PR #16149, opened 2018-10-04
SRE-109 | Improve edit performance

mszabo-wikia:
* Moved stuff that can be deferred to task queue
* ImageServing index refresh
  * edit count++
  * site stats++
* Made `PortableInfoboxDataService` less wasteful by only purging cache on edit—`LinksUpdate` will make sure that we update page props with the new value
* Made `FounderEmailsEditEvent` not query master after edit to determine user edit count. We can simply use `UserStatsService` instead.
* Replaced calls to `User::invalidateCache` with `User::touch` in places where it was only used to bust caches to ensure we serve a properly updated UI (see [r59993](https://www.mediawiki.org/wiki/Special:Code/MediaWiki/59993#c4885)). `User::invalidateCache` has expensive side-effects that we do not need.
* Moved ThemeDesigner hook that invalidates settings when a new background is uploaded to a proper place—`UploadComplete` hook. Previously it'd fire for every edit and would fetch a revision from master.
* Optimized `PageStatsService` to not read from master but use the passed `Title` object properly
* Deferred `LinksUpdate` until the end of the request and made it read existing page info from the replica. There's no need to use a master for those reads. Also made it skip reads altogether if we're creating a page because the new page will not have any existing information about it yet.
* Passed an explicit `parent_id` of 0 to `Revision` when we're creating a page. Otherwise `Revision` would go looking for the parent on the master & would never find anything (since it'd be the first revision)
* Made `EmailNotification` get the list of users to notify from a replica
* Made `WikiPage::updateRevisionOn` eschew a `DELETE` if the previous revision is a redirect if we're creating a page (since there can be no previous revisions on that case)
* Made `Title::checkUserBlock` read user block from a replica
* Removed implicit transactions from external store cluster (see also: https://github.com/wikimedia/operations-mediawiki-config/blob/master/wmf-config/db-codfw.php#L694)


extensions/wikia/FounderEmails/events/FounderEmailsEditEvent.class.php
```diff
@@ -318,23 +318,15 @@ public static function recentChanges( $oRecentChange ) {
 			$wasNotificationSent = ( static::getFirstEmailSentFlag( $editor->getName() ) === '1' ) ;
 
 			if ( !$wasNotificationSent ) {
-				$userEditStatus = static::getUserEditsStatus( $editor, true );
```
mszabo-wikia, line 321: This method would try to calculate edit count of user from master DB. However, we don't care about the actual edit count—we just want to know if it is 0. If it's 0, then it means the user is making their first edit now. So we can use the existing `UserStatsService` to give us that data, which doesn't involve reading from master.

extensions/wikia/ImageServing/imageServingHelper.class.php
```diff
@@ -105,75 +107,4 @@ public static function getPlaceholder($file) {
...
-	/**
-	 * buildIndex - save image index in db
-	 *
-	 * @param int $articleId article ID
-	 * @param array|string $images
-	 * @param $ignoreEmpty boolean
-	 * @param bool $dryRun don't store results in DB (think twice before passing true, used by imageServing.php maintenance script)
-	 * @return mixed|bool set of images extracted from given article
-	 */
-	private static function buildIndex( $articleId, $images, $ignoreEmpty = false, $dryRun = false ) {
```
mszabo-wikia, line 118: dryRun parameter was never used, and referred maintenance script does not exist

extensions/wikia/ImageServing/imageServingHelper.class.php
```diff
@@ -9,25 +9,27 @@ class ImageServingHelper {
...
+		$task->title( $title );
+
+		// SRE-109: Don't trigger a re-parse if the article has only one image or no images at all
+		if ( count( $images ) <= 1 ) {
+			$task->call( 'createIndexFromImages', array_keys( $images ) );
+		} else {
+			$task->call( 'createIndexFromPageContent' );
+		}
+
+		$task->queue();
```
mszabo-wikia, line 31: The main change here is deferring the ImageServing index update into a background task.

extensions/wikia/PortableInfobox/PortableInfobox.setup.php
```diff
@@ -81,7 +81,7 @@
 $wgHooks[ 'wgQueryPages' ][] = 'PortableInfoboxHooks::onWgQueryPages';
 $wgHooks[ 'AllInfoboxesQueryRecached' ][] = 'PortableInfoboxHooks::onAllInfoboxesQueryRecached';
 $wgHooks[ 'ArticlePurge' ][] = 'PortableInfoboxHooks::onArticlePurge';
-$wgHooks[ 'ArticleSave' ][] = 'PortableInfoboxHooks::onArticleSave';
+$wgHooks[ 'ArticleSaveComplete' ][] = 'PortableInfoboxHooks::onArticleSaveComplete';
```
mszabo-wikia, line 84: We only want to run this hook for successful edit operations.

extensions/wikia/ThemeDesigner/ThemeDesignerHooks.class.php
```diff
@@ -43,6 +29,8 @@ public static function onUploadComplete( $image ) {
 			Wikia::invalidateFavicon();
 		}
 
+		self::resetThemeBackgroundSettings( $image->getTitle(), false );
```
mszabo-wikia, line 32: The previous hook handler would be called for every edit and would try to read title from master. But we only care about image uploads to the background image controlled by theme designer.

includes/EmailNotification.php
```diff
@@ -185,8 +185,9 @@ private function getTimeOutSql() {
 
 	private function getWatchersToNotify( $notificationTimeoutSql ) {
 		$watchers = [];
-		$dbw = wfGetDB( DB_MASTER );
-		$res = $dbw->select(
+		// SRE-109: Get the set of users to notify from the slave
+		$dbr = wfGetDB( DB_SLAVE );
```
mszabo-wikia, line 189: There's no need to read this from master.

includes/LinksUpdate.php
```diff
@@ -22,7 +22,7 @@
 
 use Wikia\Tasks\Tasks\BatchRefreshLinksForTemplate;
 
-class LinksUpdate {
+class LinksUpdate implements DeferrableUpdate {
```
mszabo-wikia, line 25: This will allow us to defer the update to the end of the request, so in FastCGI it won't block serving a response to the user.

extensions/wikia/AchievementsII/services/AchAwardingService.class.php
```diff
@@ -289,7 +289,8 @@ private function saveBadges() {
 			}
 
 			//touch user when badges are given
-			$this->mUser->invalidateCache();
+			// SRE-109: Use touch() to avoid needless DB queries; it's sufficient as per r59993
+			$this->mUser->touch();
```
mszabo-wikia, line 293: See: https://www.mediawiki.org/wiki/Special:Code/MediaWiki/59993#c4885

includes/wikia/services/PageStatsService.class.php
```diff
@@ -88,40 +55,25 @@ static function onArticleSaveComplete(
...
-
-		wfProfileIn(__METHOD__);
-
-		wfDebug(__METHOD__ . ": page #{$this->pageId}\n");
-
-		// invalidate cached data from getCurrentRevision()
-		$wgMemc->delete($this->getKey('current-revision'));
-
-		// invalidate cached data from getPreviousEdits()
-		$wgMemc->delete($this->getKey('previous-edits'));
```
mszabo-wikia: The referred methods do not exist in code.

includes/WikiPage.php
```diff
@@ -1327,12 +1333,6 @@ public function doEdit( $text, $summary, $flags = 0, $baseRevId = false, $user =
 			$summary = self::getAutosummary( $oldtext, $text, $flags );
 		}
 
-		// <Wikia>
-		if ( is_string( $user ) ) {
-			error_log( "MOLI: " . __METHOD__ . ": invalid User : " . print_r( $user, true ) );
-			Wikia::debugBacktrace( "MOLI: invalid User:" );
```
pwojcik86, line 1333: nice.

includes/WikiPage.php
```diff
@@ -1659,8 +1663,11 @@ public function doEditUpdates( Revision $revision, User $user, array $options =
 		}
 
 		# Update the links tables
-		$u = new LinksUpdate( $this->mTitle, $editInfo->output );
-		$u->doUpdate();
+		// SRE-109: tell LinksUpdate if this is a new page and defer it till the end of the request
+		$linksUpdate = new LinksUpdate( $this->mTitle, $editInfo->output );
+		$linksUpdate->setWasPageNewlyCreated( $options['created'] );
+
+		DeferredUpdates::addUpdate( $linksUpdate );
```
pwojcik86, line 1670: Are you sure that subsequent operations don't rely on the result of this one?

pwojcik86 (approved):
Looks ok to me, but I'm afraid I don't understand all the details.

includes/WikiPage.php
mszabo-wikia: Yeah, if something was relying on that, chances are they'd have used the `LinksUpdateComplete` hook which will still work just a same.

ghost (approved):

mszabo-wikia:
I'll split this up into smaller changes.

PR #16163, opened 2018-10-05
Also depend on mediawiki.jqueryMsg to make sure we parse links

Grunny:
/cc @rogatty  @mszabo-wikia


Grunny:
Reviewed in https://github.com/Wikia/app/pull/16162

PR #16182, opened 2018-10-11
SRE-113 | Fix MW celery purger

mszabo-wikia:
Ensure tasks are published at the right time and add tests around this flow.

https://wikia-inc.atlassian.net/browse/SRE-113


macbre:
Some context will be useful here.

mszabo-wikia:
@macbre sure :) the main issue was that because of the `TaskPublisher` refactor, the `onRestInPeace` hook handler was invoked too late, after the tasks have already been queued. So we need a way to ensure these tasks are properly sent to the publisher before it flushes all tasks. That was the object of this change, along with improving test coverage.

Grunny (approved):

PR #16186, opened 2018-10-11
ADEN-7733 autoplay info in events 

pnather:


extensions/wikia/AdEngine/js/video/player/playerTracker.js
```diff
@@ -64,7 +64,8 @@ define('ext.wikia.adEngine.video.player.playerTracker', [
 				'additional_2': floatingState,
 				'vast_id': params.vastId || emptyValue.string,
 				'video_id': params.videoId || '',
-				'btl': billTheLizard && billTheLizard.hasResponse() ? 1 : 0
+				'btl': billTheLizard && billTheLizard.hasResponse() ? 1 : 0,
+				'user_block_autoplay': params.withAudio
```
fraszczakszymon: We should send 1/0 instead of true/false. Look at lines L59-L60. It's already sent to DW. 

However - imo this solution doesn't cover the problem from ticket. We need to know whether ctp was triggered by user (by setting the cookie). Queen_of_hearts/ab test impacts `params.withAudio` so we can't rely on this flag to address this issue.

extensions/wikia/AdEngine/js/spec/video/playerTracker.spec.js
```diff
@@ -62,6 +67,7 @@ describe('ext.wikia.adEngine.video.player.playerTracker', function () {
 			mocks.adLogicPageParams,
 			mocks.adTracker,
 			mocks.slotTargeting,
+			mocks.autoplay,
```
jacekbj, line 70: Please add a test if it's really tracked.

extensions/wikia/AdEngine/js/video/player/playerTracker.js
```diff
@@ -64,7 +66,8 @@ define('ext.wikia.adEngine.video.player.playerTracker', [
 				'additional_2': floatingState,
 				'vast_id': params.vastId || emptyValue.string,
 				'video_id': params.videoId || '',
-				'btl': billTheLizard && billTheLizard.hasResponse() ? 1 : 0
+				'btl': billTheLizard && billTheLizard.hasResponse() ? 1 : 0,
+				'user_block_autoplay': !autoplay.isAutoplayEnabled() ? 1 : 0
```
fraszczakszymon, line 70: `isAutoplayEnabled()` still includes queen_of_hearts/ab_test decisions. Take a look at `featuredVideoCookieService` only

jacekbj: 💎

● **Exercise directions**
With the line containing "the new value" as the last one, please set down exactly the lines of the records above from their very first line, and nothing more.

● **Exercise answer**
PR #16149, opened 2018-10-04
SRE-109 | Improve edit performance

mszabo-wikia:
* Moved stuff that can be deferred to task queue
* ImageServing index refresh
  * edit count++
  * site stats++
* Made `PortableInfoboxDataService` less wasteful by only purging cache on edit—`LinksUpdate` will make sure that we update page props with the new value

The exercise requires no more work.